In a significant policy development, the federal government of Pakistan has initiated the formal implementation of its virtual asset regulatory framework under the newly approved Virtual Assets Act, 2025. The move marks a turning point in the country’s stance toward digital assets and reflects an intent to bring structure, transparency, and oversight to the rapidly evolving crypto landscape.
A high-level meeting was held in Islamabad this week, bringing together key stakeholders from the banking sector, exchange companies, and representatives of the jewellery industry. The primary objective of the meeting was to brief participants on the provisions of the Virtual Assets Act, which was officially ratified on July 9, 2025, following necessary approvals from the Cabinet, the Prime Minister, and the President.
A key highlight of the new legislation is the formation of the Pakistan Virtual Asset Regulatory Authority (PVARA). This newly constituted body has been tasked with licensing, supervising, and regulating all entities involved in virtual asset services. Its scope includes oversight of cryptocurrency transactions, digital wallets, and other blockchain-enabled financial activities. Importantly, PVARA will ensure full compliance with global standards, including those laid out by the Financial Action Task Force (FATF), particularly in areas such as anti-money laundering (AML) and counter-terrorist financing (CFT).
During the meeting, stakeholders were informed that banks and exchange companies would be eligible to apply for licenses under this regulatory framework, enabling them to legally operate in the virtual asset domain. This paves the way for institutional participation in crypto markets, a move that could help mainstream digital asset services in Pakistan under regulated conditions.

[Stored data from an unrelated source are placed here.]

PR #3403, opened 2021-09-20
Remove invalid config from babel-inline-react-svg plugin

dac09:
@jtoar  just getting it started here. This is the chagne that fixed it for me :) 

I think it might be a good idea to add an svg or something to the e2e tests too


jtoar (approved):

thedavidprice:
@dac09 @jtoar Could we add a unit test for Webpack file/asset handling? Or does this need to be E2E?

jtoar:
@thedavidprice A unit test would work I think! I'll make a separate PR with those changes; we just want to get this one in so that the canary isn't broken.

The meeting was also attended by State Bank of Pakistan (SBP) Governor Jameel Ahmad, who reaffirmed the central bank’s commitment to digital innovation in the financial sector. He noted that SBP is in the final stages of drafting legislation for a central bank digital currency (CBDC) and confirmed that a pilot launch is on the horizon. The CBDC is expected to offer a government-backed digital alternative to cryptocurrencies while maintaining regulatory control and enhancing financial efficiency.

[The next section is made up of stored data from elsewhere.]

Issue #3389, opened 2021-09-17
Custom Auth Provider - rework "noop" decoder and default getCurrentUser as not pass token


dthyresson:
The custom auth provider's decoder should reconsider how it passes through the token to get current user -- so that it **does not** pass along the token.

This has some side-effects in getCurrentUser.

More details to follow in the PR fix.

Note: May want to upgrade Magic auth provider as well

PR #3404, opened 2021-09-20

This latest development builds on the government’s earlier move in February 2025, when it announced the creation of the Pakistan Crypto Council. The Council was set up to serve as a national think tank and advisory body to support the integration of virtual assets into the financial system and to advise on evolving policy challenges.
Pakistan’s growing focus on the regulation of virtual assets reflects a broader regional trend toward formalizing digital finance and reducing reliance on informal channels. As the government seeks to balance innovation with compliance, the introduction of PVARA and the upcoming CBDC pilot may lay the groundwork for a more transparent and secure digital economy.
The licensing of banks and exchange firms under this framework signals a shift toward legitimizing digital assets as part of Pakistan’s broader financial infrastructure. It also positions the country to attract investment and foster technological advancement while aligning with international regulatory expectations.